IR 05000331/2005010(DRS); 01/25/2005 - 06/07/2005; Duane Arnold Energy Center; Safety

System Design and Performance Capability Inspection This report follows up on two unresolved items from the Safety System Design and Performance Capability Inspection conducted from January 26 through February 13, 2004. The inspection was conducted by a Region III reactor inspector. The inspection identified two Green findings, one of which involved a Cited Violation (NOV) and the other a Non-Cited Violation (NCV). The significance of most findings is indicated by their color (Green, White,

Yellow, Red) using Inspection Manual Chapter (IMC) 0609, Significance Determination Process (SDP). Findings for which the SDP does not apply may be Green or be assigned a severity level after Nuclear Regulatory Commission (NRC) management review. The NRCs program for overseeing the safe operation of commercial nuclear power reactors is described in NUREG-1649, Reactor Oversight Process, Revision 3, dated July 2000.

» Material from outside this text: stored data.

PR #4728, opened 2025-10-03
Make chain manager recover from `current_round` bug.

afck:
## Motivation

https://github.com/linera-io/linera-protocol/pull/4688 fixed a bug where the chain manager would set its `signed_proposal` but not update the current round accordingly. However, some existing chains may already be in a bad state.

## Proposal

Detect the bad state and recompute the current round.

## Test Plan

Backport and see if it makes the affected chains recover. Otherwise we should never see the warning log.

## Release Plan

    - be released in a new SDK,

## Links

- Original bug fix: https://github.com/linera-io/linera-protocol/pull/4688

### DIFF
--- a/linera-chain/src/manager.rs
+++ b/linera-chain/src/manager.rs
@@ -699,6 +699,16 @@ where
         }
         if let Some(old_proposal) = self.signed_proposal.get() {
             if old_proposal.content.round >= proposal.content.round {
+                if *self.current_round.get() < old_proposal.content.round {
+                    tracing::warn!(
+                        chain_id = %proposal.content.block.chain_id,
+                        current_round = ?self.current_round.get(),
+                        proposal_round = ?old_proposal.content.round,
+                        "Proposal round is greater than current round. Updating."
+                    );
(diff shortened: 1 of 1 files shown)


linera-chain/src/manager.rs
```diff
@@ -699,6 +699,16 @@ where
...
+                if *self.current_round.get() < old_proposal.content.round {
+                    tracing::warn!(
+                        chain_id = %proposal.content.block.chain_id,
+                        current_round = ?self.current_round.get(),
+                        proposal_round = ?old_proposal.content.round,
+                        "Proposal round is greater than current round. Updating."
+                    );
+                    self.update_current_round(local_time);
+                    return true;
+                }
```
bart-linera, line 711: This shouldn't be possible for new validators to run into, right? Only for the validators that were running the old version of the code and got stuck in a bad state? If yes, I would only merge it to `testnet_conway`, and not to `main`, because the code should be useless on future networks.

afck: Exactly; that's why I made it WARN-level.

A. Inspector-Identified and Self-Revealed Findings

Cornerstone: Mitigating Systems

Green.

A violation of 10 CFR Part 50, Appendix B, Criterion III, Design Control, having very low safety significance was identified by the inspector. Specifically, the licensee failed to demonstrate that a 1996 high pressure coolant injection (HPCI) modification was subjected to design control measures commensurate with those applied to the original design. The licensee also failed to apply design control measures to verify the adequacy of the design in order to assure that the design basis for torus attached piping was correctly translated into the modifications specifications, drawings, procedures and instructions.

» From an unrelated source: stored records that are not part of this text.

PR #6556, opened 2026-06-23
Batch validator catch-up via an aggregated MissingCrossChainUpdates error

ma2bd:
## Motivation

A client that owns a busy hub chain (one receiving cross-chain messages from many sender chains) periodically froze for minutes and tripped the chain-idle liveness probe, restarting the process.

(Likely) Root cause: when a validator is behind on the sender chains a block consumes, it rejects the proposal **one missing sender at a time** (`MissingCrossChainUpdate`), and the client brings it up to date with **one blocking round-trip per sender**. Accepting a single high-fan-out block therefore takes ~N sequential `propose → sync-one-sender → retry` round-trips per validator, and because per-chain block production is a single task gated on a quorum, this serializes into multi-minute stalls (observed `process_inbox` p99 ≈ 8.7 min during a freeze). An operational mitigation (`maxPendingMessageBundles=1`) is already deployed; this is the protocol-level fix.

## Proposal

Add an aggregated error, `MissingCrossChainUpdates { chain_id, bundles }` — the batched form of `MissingCrossChainUpdate` — that lets a validator declare **every** missing incoming bundle it needs to validate a block proposal in a single response, and have the client fetch them all in one batch before retrying.

Concretely:
- When validating a proposal, the validator now **collects all** missing cross-chain bundles instead of bailing on the first, and returns them together as `(origin, height)` pairs.
- The client handles `MissingCrossChainUpdates` on the block-proposal path, syncing every reported origin chain in a single batch (via `send_chain_info_up_to_heights`) and retrying once. The local node's "download missing sender blocks from a validator" path is batched the same way: all reported senders are fetched, then the proposal is retried once.

This deliberately targets **proposals only**. Confirmed certificates don't have the same pathology: missing incoming bundles are tolerated (`must_be_present=false`), missing blobs are already discovered up front from `required_blob_ids` and returned as a single `BlobsNotFound`, and the only relevant missing events (the committee/epoch stream) are already batched into one `EventsNotFound`. So there is no O(N)-round-trip problem to fix there, and the confirmed-certificate path is left on its existing batched errors.

Because clients and validators are upgraded independently, the change is **backward compatible**. The wire error is appended without disturbing existing ones, and a new `supports_aggregated_missing` field on the proposal / confirmed-certificate requests lets a client advertise that it understands the aggregated error. The validator adapts its reply accordingly at the gRPC boundary: capable clients receive every missing sender as `MissingCrossChainUpdates`; older clients are downgraded to the legacy per-sender `MissingCrossChainUpdate` (the first missing sender) and recover one round-trip at a time, exactly as before. All four old/new client/validator combinations interoperate.

A separate follow-up will retire the legacy one-at-a-time path once every deployed node understands the aggregated error.

## Test Plan

- A worker-level test asserts that a proposal consuming several not-yet-received bundles is rejected with a single `MissingCrossChainUpdates` listing **all** of them (rather than bailing on the first).
- A client-level integration test (`test_proposal_batches_missing_dependency_catch_up`) drives the full path end to end: a block consuming bundles from three sender chains is proposed to a validator that is behind on **all** of them; the validator reports one aggregated error, the client catches every sender up in a single batch, and the block is confirmed. The test also confirms the loop terminates.
- Unit tests cover the gRPC error adaptation in both directions: capable clients get `MissingCrossChainUpdates` unchanged; older clients get it downgraded to the legacy per-sender `MissingCrossChainUpdate`.
- Unit tests cover the wire round-trip of the new error (bincode-in-protobuf) and the chain-to-node error mapping.
- `cargo clippy --all-targets` (incl. `--features server`), `cargo +nightly fmt`, and the affected crates' test suites pass.

## Release Plan

Targets `testnet_conway` for now. The new error variant is additive and inert until validators are upgraded; the capability handshake keeps the rollout safe for any mix of upgraded and non-upgraded clients and validators. Changing the wire error set requires a coordinated validator/client deployment.

### DIFF
--- a/linera-chain/src/chain.rs
+++ b/linera-chain/src/chain.rs
@@ -699,6 +699,10 @@ where
         }
         let origins = bundles_by_origin.keys().copied().collect::<Vec<_>>();
         let inboxes = self.inboxes.try_load_entries_mut(&origins).await?;
+        // When the bundles must already be present (block proposals), collect *every* missing
+        // `(origin, height)` rather than bailing on the first, so the caller can be told the
+        // full set of cross-chain updates to fetch in a single round-trip.
+        let mut missing_bundles = Vec::new();
         for ((origin, bundles), mut inbox) in bundles_by_origin.into_iter().zip(inboxes) {
             tracing::trace!(
                 "Removing [{}] from inbox for {origin}",
@@ -714,15 +718,8 @@ where
                     .remove_bundle(bundle)
                     .await
                     .map_err(|error| (chain_id, origin, error))?;
-                if must_be_present {
-                    ensure!(
-                        was_present,
-                        ChainError::MissingCrossChainUpdate {
-                            chain_id,
-                            origin,
-                            height: bundle.height,
-                        }
-                    );
+                if must_be_present && !was_present {
+                    missing_bundles.push((origin, bundle.height));
                 }
             }
             inbox.observe_size_metric();
@@ -732,6 +729,15 @@ where
                 }
             }
         }
+        ensure!(
+            missing_bundles.is_empty(),
+            ChainError::MissingDependencies {
+                chain_id,
+                bundles: missing_bundles,
+                events: Vec::new(),
+                blobs: Vec::new(),
+            }
+        );
         Ok(())
     }
 
--- a/linera-chain/src/chain.rs
+++ b/linera-chain/src/chain.rs
@@ -731,11 +731,9 @@ where
         }
         ensure!(
             missing_bundles.is_empty(),
-            ChainError::MissingDependencies {
+            ChainError::MissingCrossChainUpdates {
                 chain_id,
                 bundles: missing_bundles,
-                events: Vec::new(),
-                blobs: Vec::new(),
             }
         );
         Ok(())
--- a/linera-core/src/unit_tests/client_tests.rs
+++ b/linera-core/src/unit_tests/client_tests.rs
@@ -1082,6 +1082,91 @@ where
 #[cfg_attr(feature = "rocksdb", test_case(RocksDbStorageBuilder::new().await; "rocks_db"))]
 #[cfg_attr(feature = "scylladb", test_case(ScyllaDbStorageBuilder::default(); "scylla_db"))]
 #[test_log::test(tokio::test)]
+async fn test_proposal_batches_missing_dependency_catch_up<B>(
+    storage_builder: B,
+) -> anyhow::Result<()>
+where
+    B: StorageBuilder,
+{
+    // Regression test for the hub-chain freeze fixed by the aggregated `MissingDependencies`
+    // error. A block that consumes incoming bundles from several sender chains is proposed to a
+    // validator that is behind on *all* of those senders. The validator must report every
+    // missing sender at once and the client must catch them up in a single batch, instead of
+    // the legacy one-rejection-and-round-trip-per-sender loop that serialized into multi-minute
+    // stalls. The test exercises the client-side batching/termination logic in `updater.rs`,
+    // which the worker- and gRPC-level unit tests in this PR do not cover.
+    let signer = InMemorySigner::new(None);
+    // Zero default-faulty validators so the only unavailable validators are the ones this test
+    // deliberately takes offline below; the quorum is still three out of four.
+    let mut builder = TestBuilder::new(storage_builder, 4, 0, signer).await?;
+
+    // Three independent sender chains and one recipient ("hub") chain. The committee has four
+    // validators with a quorum of three.
+    let sender1 = builder.add_root_chain(1, Amount::from_tokens(2)).await?;
+    let sender2 = builder.add_root_chain(2, Amount::from_tokens(2)).await?;
+    let sender3 = builder.add_root_chain(3, Amount::from_tokens(2)).await?;
+    let recipient = builder.add_root_chain(4, Amount::ZERO).await?;
+    let recipient_id = recipient.chain_id();
+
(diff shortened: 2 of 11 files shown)


linera-chain/src/chain.rs
```diff
@@ -732,6 +729,13 @@ where
                 }
             }
         }
+        ensure!(
```
deuszx, line 732: IMO `ensure!` does more harm than good. It wraps a VERY simply construct that is now less readable (`return *` is assumed and condition is reverted to a form that is less obvious):
```rust
if !missing_bundles.is_empty() {
  return ...
}
```
is more readable

linera-core/src/updater.rs
```diff
@@ -477,7 +477,11 @@ where
         clock_skew_sender: mpsc::UnboundedSender<ClockSkewReport>,
     ) -> Result<Box<ChainInfo>, chain_client::Error> {
         let chain_id = proposal.content.block.chain_id;
+        // `sent_cross_chain_updates` tracks per-origin progress for the legacy per-sender
+        // `MissingCrossChainUpdate` path (a non-upgraded validator); `synced_cross_chain_updates`
```
deuszx, line 481: so is it a client or validator? Here you write _validator_ but below in `adapt_dependency_error` (and other places) you wrote _client_.

linera-rpc/proto/rpc.proto
```diff
@@ -278,6 +278,12 @@ message BlockProposal {
   // A lite certificate for a validated block, or a fast block proposal, that
   // justifies the proposal in this round.
   optional bytes original_proposal = 6;
+
+  // Whether the sender understands the aggregated `MissingCrossChainUpdates` error. When
+  // false (e.g. an older client that predates it), the validator downgrades that error
+  // to the legacy per-sender `MissingCrossChainUpdate` before replying, for backward
+  // compatibility.
+  bool supports_aggregated_missing = 7;
```
deuszx, line 286: I don't understand why we need this. A simpler approach is to update client code to understand both error variants, update them first, then update validators to return the new error variant, then (after a while) remove the old code. We control the apps and their release cycles.

linera-core/src/unit_tests/client_tests.rs
```diff
@@ -1077,6 +1077,92 @@ where
...
+
+    // Phase B: validator 3 comes back, but validator 2 — one of the validators that *does* have
+    // the sender blocks — goes offline. The recipient's block now needs validator 3's vote to
+    // reach a quorum {0, 1, 3}, so the updater cannot route around validator 3: it must catch it
+    // up on every missing sender before validator 3 can accept the proposal.
+    builder.set_fault_type([3], FaultType::Honest);
+    builder.set_fault_type([2], FaultType::Offline);
+
+    // Consume all three bundles in a single block. Validator 3 rejects the proposal with an
+    // aggregated `MissingCrossChainUpdates` listing all three senders; the client syncs them in
```
deuszx, line 1141: I mean, we don't really know which error variant was returned. This test probably duplicates other tests that already exercise the catch-up.

linera-core/src/unit_tests/worker_tests.rs
```diff
@@ -1546,6 +1546,61 @@ where
...
+            .unwrap_err();
+        let WorkerError::ChainError(chain_error) = error else {
+            panic!("unexpected error: {error}");
+        };
+        match *chain_error {
+            ChainError::MissingCrossChainUpdates { bundles, .. } => assert_eq!(
+                bundles,
+                vec![
+                    (chain_1, BlockHeight::ZERO),
+                    (chain_1, BlockHeight::from(1))
```
deuszx, line 1598: we should test with different chains as well.

linera-core/src/updater.rs
afck: That makes sense, doesn't it?
* This code here is in the client. When the client receives a `MissingCrossChainUpdate` (singular!) from a validator, that means that _validator_ is not updated yet.
* `adapt_dependency_error` below runs on the server, i.e. _validator_ side, and converts `MissingCrossChainupdates` to `MissingCrossChainUpdate` to send to a client that is not updated yet.

afck: ~(But I agree it might be nicer to keep the code simple instead, and just first update the clients, then the validators.)~

(On the other hand, I guess this approach simply allows for a faster rollout.)

afck:
I really think this should ultimately be merged with `BlobsNotFound` and `EventsNotFound`, so only one round-trip is needed even if blobs, events _and_ incoming messages are missing?

linera-rpc/proto/rpc.proto
ma2bd: that's 3 PRs instead of 2

linera-chain/src/chain.rs
ma2bd: This code has been using `ensure!` to state runtime invariants since day 1.

linera-rpc/proto/rpc.proto
deuszx: As discussed on Slack - two PRs, three deployments. Just like this one.

linera-core/src/unit_tests/worker_tests.rs
ma2bd: I'd say we're covering all the changes in `remove_bundles_from_inboxes` already.

linera-rpc/proto/rpc.proto
ma2bd: This is a more flexible deployment strategy than what we usually do.

afck (approved):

The finding was more than minor because the finding was associated with the cornerstone attribute of design control in the mitigating system cornerstone and the finding was determined to affect the associated cornerstone objective of ensuring the availability of the HPCI system when called upon. Under the worst case scenario, movement of the torus with the additional valve weight on the HPCI turbine exhaust line would result in crimping of the line. Crimping of the line would create additional backpressure in the HPCI turbine and would result in a decrease in the amount of water being injected into the reactor vessel. The finding was determined to be of very low safety significance based upon a Phase 2 analysis of those transients which would involve movement of the torus.

Green.

A Non-Cited Violation of Technical Specification 3.5.1 having very low safety significance was identified. Specifically, the licensee failed to ensure that the HPCI discharge line was filled with water from the pump discharge valve to the injection valve as required by Technical Specification surveillance 3.5.1.1. The issue is considered NRC identified because the licensee vented the system in response to an NRC unresolved item from the safety system design and performance capability inspection and had not otherwise planned to vent the system. As corrective action, the licensee planned to vent the system on a periodic basis.

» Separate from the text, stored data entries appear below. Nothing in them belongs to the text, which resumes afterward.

PR #6560, opened 2026-06-24
Fix faucet_balance_amount gauge overflow

ndr-ds:
## Motivation

The `faucet_balance_amount` Prometheus gauge is broken: it exports garbage/negative values (e.g. `7999411257572950000`, `-3232187779200037000` on testnet-conway). The faucet balance is an `Amount` (a `u128` scaled by `10^18`), cast straight to the gauge i64:

```rust
.set(u128::from(balance) as i64);   // 200M tokens = 2e26, overflows i64 (~9.2e18)
```

A `#[expect(clippy::cast_possible_truncation)]` was silencing the lint that flagged exactly this. The metric is unusable (e.g. you cannot build a low-balance alert on it).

The finding was more than minor because the finding could reasonably be viewed as a precursor to a significant event, specifically a hydraulic transient of the HPCI system when called upon to inject. The finding was determined to be of very low safety significance based upon a Phase 2 analysis of those transients where HPCI was required to operate.

Licensee-Identified Violations

None

REPORT DETAILS

1R21 Safety System Design and Performance Capability

a. Inspection Scope

The inspector reviewed actions taken to resolve two unresolved items identified during the 2004 safety system design and performance capability (SSDPC) inspection. The issues had been held as unresolved items pending sufficient additional information from the licensee to determine if violations existed.

This inspection did not represent an inspection sample.

b. Findings

.1 Torus Attached Piping

Introduction:

The inspector identified a violation of 10 CFR Part 50, Appendix B, Criterion III, Design Control. Specifically, a design change to the high pressure coolant injection turbine exhaust subsystem was not subject to design control measures commensurate with those applied to the original design and the licensee did not implement any measures to verify the adequacy of the design assumption which differed from that applied to the original design.

Description:

During the 2004 SSDPC inspection, an unresolved item was opened regarding a 1996 high pressure coolant injection (HPCI) modification. Specifically, on July 12, 1996, the licensee approved modification ECP 1575 which allowed valve V22-0016 to be moved approximately 50 feet closer to the torus in order to decrease the potential to siphon suppression pool water into the HPCI turbine exhaust line due to steam condensation. The HPCI turbine exhaust line penetrated primary containment at torus penetration N214, and terminated inside the torus below the suppression pool water level. This modification was later field completed in October 1996.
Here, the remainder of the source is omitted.